Два исключения — это новогвинейские поющие собаки и австралийские собаки динго. Оба вида поддаются социализации как обычные домашние собаки, выглядят очень похоже на них, а генетически довольно близки к азиатским породам. Тем не менее эти собаки одичали не менее 5 тыс. лет назад и до сих пор живут в экосистемах, где нет волков. Исследователи полагают, что ни один из этих двух видов не подвергался целенаправленному разведению человеком.
Вероятно, динго и поющие собаки — ближайшие современные родственники древних протособак. Если протособаки действительно одомашнились сами, то динго и поющие собаки должны хорошо уметь интерпретировать человеческие жесты.

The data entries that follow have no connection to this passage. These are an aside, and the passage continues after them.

PR #234, opened 2020-12-10
fix gcc and clang 9 images

ericLemanissier:
eoan is EOL
fixes #233

Changelog: (Feature | Fix | Bugfix): Describe here your pull request

- [X] Refer to the issue that supports this Pull Request.
- [ ] If the issue has missing info, explain the purpose/use case/pain/need that covers this Pull Request.
- [X] I've read the [Contributing guide](https://github.com/conan-io/conan-docker-tools/blob/master/.github/CONTRIBUTING.md).
- [ ] I've followed the [PEP8](https://www.python.org/dev/peps/pep-0008) style guides for Python code.
- [ ] I've followed the [Best Practices](https://docs.docker.com/develop/develop-images/dockerfile_best-practices/) guides for Dockerfile.

PR #235, opened 2020-12-10
Replace eoan by Bionic

uilianries:
Ubuntu Eoan (19.10) reached EOL and archives.ubuntu.com won't work. Another option is adding old-releases.ubuntu.com, but it didn't work for me.

Ubuntu Bionic (18.04) is LTS and will be supported until 2024. As it's older than 19.04, the glibc version is compatible. 

Ubuntu only provides a single package version, so if a package becomes outdated, won't be possible to install the old version, thus specific version or ranged version is useless.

Ради удобства я решил протестировать новогвинейских поющих собак. В Новую Гвинею для этого ехать не требовалось. В районе реки Рог, неподалеку от города Юджин, штат Вашингтон, работает Дженис Колер-Мацник. Она руководит Обществом по сохранению новогвинейских поющих собак. У нее есть специальный питомник, где она выращивает популяцию этих животных. Поющие собаки эндемики альпийских лугов Новой Гвинеи. Они могут забираться в горы на высоту до 5 тыс. м, это почти на 300 м больше, чем высочайшая точка Скалистых Гор. Новогвинейские поющие собаки — единственные представители семейства псовых (за исключением эфиопского волка), способные жить на таких высотах. Они удивительно напоминают кошек и даже могут взбираться на деревья, где иногда воруют добычу у орлов-гарпий.
Кроме того, это наиболее похотливые животные из всех псовых. Они регулярно мастурбируют, а также кусают друг друга за гениталии — как игриво, так и агрессивно. Во время спаривания самки издают высокий визг, длящийся примерно по три минуты кряду. Этот звук оказывает возбуждающий эффект не только на других новогвинейских поющих собак, но и на обычных домашних, которые могут его услышать. Новогвинейские поющие собаки — один из наиболее редких видов псовых во всем мире.
Когда мы с коллегой Викторией Уоббер прибыли на место, нас встречали жуткие звуки собачьего пения. Каждая собака может петь на своей ноте и держать эту ноту секунд пять, пока не начнет завывать снова. Получается хор, одновременно напоминающий и волчий вой, и пение китов.